How Does the SQL Server Query Optimizer Work? - xameeramir
http://xameeramir.github.io/How-SQL-Server-Query-Optimizer-Works/#.WIEaVWGMEKY.hackernews
======
lobster_johnson
Tangentially, I've always wondered why databases today still aren't capable of
being self-tuning. In 2016 we're still manually creating indexes, and
databases still use the exact same physical data structures for everything
they store, no matter if they're storing 1,000 rows or 1 billion.

The problem isn't too dissimilar from the challenge that tracing profilers try
to solve. One key difference, of course, is that dynamically adapting the
physical storage strategy to usage patterns is relative expensive, resource-
wise. But not every problem needs to be solved for those users with 1 billion
rows. I would argue that most applications — web apps, anyway — have datasets
that are large enough to optimize, yet still small enough that a dynamic,
self-tuning system could be entirely feasible.

The resource problem can be mitigated in several ways. One is to off-load
processing horizontally, so while a master is chugging away, a slave is
building a table using a different strategy. Another is to simply perform
expensive optimizatons during off-peak hours.

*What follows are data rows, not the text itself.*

PR #1542, opened 2022-01-28
Fixed edge case for electrum label import

relativisticelectron:
Fixed edge case, in which an electrum address label is an empty string and included in the electrum_labels.json.  Then the empty  address label should not supercede the tx label.

This can happen if the address label was removed in electrum. However electrum could still have a tx label (and shows this also in the UI).

### DIFF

Also, I find it interesting that databases also still operate in a mode where
reads and writes happen in the same physical store. I have an idea for a
database that separates the two: You have the transactional, highly
consistent, non-horizontally-scalable OLTP-style "transaction store" where a
client carefully constructs reads and writes against the absolute truth, but
where reads aren't super efficient; and then you have the "query store" which
is a read-only, highly replicated and sharded set of mirrors that uses highly
optimized data structures that are created on demand based on the topology of
the data and usage patterns (in particular, the same data can potentially be
indexed in multiple ways (B-tree, compressed columns, etc.) until the profiler
finds the best strategy). The mirrors' replication should be tunable so that
some "hot" subsets can be immediately consistent, and others can use slower
batch transfers to reduce lock contention on updates.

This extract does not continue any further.